Source records →
^^^^^^^^

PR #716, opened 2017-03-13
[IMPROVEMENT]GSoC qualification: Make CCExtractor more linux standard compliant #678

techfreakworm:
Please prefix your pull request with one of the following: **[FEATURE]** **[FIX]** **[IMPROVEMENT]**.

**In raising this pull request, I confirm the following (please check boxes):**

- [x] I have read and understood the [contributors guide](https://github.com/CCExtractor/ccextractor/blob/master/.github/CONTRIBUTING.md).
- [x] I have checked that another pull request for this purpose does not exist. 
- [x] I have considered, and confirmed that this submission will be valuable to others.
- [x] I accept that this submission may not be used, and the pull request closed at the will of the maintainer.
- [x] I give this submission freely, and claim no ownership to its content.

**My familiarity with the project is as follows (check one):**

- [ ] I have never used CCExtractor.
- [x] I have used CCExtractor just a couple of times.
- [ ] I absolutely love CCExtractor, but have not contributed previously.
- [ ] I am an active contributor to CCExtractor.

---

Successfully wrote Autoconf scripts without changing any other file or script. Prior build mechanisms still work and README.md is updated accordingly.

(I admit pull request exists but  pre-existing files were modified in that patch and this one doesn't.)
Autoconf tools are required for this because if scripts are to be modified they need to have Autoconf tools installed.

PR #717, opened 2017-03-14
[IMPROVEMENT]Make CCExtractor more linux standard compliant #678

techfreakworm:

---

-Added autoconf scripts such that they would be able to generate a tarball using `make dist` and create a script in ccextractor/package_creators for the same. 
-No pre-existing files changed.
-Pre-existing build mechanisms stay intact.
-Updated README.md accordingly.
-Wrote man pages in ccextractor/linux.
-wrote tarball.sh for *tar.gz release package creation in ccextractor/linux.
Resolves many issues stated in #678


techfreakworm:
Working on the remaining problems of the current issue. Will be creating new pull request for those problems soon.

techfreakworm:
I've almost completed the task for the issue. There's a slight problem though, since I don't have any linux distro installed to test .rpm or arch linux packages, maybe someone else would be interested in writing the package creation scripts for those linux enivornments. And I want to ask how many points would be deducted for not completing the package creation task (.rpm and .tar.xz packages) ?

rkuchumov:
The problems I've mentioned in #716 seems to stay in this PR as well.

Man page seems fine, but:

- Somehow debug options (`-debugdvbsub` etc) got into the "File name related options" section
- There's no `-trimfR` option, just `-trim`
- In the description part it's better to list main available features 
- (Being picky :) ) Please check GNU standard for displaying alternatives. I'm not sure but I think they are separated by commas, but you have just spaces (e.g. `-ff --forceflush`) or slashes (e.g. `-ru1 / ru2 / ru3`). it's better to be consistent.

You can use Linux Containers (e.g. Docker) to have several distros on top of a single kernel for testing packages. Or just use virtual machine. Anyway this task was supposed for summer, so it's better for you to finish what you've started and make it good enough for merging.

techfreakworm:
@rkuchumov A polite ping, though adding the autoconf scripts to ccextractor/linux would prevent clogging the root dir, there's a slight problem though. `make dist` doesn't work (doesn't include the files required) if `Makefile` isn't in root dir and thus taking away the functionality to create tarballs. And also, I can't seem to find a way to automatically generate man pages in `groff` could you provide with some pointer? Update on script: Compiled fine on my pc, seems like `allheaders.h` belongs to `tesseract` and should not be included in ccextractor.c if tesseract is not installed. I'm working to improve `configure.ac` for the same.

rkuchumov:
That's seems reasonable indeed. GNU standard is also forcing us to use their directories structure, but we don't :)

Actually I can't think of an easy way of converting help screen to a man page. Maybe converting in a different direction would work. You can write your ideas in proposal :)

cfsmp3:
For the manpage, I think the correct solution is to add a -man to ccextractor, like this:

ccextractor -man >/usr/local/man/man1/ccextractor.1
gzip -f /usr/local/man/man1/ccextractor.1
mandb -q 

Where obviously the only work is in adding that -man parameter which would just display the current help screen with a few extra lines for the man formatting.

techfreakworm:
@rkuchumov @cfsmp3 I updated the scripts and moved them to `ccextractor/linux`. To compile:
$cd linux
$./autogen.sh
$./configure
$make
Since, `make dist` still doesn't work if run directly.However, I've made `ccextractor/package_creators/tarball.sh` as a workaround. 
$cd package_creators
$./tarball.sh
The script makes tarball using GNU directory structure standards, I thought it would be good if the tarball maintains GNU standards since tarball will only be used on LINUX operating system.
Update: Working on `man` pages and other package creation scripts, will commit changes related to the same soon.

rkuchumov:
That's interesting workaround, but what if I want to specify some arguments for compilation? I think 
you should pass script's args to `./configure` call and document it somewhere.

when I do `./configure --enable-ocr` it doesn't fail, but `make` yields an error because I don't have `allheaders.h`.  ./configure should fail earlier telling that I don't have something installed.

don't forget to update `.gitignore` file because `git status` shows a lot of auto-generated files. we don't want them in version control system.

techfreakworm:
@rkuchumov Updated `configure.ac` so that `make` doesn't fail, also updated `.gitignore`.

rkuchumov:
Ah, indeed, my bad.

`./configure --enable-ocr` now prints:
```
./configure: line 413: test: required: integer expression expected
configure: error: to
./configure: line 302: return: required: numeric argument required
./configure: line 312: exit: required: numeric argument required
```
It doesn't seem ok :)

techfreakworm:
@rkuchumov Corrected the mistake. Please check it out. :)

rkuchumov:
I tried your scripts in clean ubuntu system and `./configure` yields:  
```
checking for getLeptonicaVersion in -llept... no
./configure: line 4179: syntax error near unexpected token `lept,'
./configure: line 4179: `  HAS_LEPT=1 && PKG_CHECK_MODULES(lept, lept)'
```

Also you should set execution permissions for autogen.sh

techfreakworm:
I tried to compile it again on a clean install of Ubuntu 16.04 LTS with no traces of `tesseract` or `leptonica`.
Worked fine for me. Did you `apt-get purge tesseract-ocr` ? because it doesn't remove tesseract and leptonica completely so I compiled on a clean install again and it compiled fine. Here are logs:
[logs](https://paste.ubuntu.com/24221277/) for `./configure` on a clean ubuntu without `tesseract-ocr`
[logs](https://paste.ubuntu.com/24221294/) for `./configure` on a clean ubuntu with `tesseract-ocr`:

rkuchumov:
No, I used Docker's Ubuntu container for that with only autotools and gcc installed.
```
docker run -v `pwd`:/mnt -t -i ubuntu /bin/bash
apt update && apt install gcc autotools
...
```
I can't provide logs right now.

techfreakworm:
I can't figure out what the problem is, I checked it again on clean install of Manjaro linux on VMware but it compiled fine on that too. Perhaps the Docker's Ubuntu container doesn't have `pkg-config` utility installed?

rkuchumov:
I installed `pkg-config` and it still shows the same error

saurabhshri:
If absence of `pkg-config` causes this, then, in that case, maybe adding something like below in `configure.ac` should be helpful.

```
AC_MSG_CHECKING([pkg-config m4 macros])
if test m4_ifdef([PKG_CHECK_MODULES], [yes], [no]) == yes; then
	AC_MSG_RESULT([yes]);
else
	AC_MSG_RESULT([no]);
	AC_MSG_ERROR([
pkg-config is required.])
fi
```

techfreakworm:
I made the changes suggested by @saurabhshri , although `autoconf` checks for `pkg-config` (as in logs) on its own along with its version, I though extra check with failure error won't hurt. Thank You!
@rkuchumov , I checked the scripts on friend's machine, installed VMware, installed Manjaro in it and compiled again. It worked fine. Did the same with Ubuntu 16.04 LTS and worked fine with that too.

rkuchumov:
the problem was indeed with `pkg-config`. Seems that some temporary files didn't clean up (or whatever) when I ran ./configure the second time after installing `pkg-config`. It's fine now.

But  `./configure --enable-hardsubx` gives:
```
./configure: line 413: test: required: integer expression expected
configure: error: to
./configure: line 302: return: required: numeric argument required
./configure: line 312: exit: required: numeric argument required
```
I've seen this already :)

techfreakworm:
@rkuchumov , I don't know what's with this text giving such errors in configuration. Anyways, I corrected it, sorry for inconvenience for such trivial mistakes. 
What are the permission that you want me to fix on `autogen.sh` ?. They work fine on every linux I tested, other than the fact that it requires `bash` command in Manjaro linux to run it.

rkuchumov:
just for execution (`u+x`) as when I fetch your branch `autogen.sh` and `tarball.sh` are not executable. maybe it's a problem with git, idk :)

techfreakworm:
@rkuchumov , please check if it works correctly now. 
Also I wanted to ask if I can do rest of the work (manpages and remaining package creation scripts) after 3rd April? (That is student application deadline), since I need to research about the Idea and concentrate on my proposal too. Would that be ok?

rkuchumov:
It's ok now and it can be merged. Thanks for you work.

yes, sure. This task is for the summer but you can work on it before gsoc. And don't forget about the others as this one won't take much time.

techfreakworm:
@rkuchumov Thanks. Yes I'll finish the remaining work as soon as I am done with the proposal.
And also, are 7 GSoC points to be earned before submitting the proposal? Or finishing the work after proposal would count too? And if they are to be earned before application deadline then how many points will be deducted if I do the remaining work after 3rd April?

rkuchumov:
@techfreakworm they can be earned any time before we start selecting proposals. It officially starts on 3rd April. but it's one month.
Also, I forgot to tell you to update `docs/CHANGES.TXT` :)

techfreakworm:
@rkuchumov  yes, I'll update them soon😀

^^^^^^^^

Problem requirements → Your task is to write out the lines from the one with "And also, are" through the end of the records, exactly and with nothing added.

Finished task →
And also, are 7 GSoC points to be earned before submitting the proposal? Or finishing the work after proposal would count too? And if they are to be earned before application deadline then how many points will be deducted if I do the remaining work after 3rd April?

rkuchumov:
@techfreakworm they can be earned any time before we start selecting proposals. It officially starts on 3rd April. but it's one month.
Also, I forgot to tell you to update `docs/CHANGES.TXT` :)

techfreakworm:
@rkuchumov  yes, I'll update them soon😀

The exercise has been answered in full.